-- Opening Marker --

Issue #1132, opened 2019-10-21
sshfs_server not cleanly shut down when stopping an instance


townsend2010:
I noticed the following behavior when using the apparmored `sshfs_server` when shutting down an instance:
```
QProcess: Destroyed while process ("/snap/multipass/1244/bin/sshfs_server") is still running.
```

It doesn't appear `multipassd` is waiting for `sshfs_server` to fully exit before continuing the stopping of the instance and deleting the `QProcess` object.

Since this occurs during shutdown, it's probably not too extreme of a bug, but I suppose there could be some data that still needs to be written to the mount before the mount itself stops.

PR #1149, opened 2019-10-24
platform: Do not detect parent dying and send SIGHUP to ssfs_server

### LINKED ISSUE #1143: Mounts stop working after 30 when starting an instance with mounts defined
Mounts will stop working after 30 seconds when starting an instance that has mounts defined.  This can be one or more mounts.

Steps to reproduce:
* Launch an instance
* Define a mount
* Stop the instance
  * You will hit #1131 until #1136 is merged.  So start and stop again to overcome that.
* Start the instance

Observe after 30 seconds, the `sshfs_server` process will unexpectedly go away, leaving the mount dead.

townsend2010:
When starting mounts asynchronously, ie, on start, when the thread that starts the mount
exits, this code would send a SIGHUP to sshfs_process, causing it to exit prematurely.

This code is mostly unnecessary since it's only for Linux and systemd takes care of killing
child processes if the main process dies unexpectedly when running the snap.

Fixes #1143

### DIFF
--- a/include/multipass/platform.h
+++ b/include/multipass/platform.h
@@ -1,5 +1,5 @@
 /*
- * Copyright (C) 2017-2018 Canonical, Ltd.
+ * Copyright (C) 2017-2019 Canonical, Ltd.
  *
  * This program is free software; you can redistribute it and/or modify
  * it under the terms of the GNU General Public License as published by
@@ -12,8 +12,6 @@
  *
  * You should have received a copy of the GNU General Public License
  * along with this program.  If not, see <http://www.gnu.org/licenses/>.
- *
- * Authored by: Alberto Aguirre <alberto.aguirre@canonical.com>
  *
  */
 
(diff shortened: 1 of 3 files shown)


Saviq:
Hmm, something's fishy:
```
paź 25 10:19:01 michal-laptop multipassd[16130]: QProcess: Destroyed while process ("/snap/multipass/1291/bin/sshfs_server") is still running.
paź 25 10:19:01 michal-laptop multipassd[16130]: Mount 'dev' in instance "primary" has stopped
…
paź 25 10:22:47 michal-laptop multipassd[16130]: No mounts to stop for instance "primary"
```

But the mount's still up. So we seem to be losing the handle on `sshfs_server`, as if the process move from the QtConcurrent thread to the daemon thread didn't work?

Aaand now I can't reproduce…

I can confirm systemd is taking care of all the processes when the main one (`multipassd`) goes away, though.

townsend2010:
@Saviq,

For what it's worth, I think you saw a manifestation of #1132- at least the symptom looks the same as what I observed.

Saviq:
Ack. I haven't been able to prove otherwise.

bors r+

Saviq:
Hrmf, just to get `staging` up:

bors r+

-- Closing Marker --

Which lines of the data contain the string "unexpectedly"? Copy each one.

* **Task output**
Observe after 30 seconds, the `sshfs_server` process will unexpectedly go away, leaving the mount dead.
child processes if the main process dies unexpectedly when running the snap.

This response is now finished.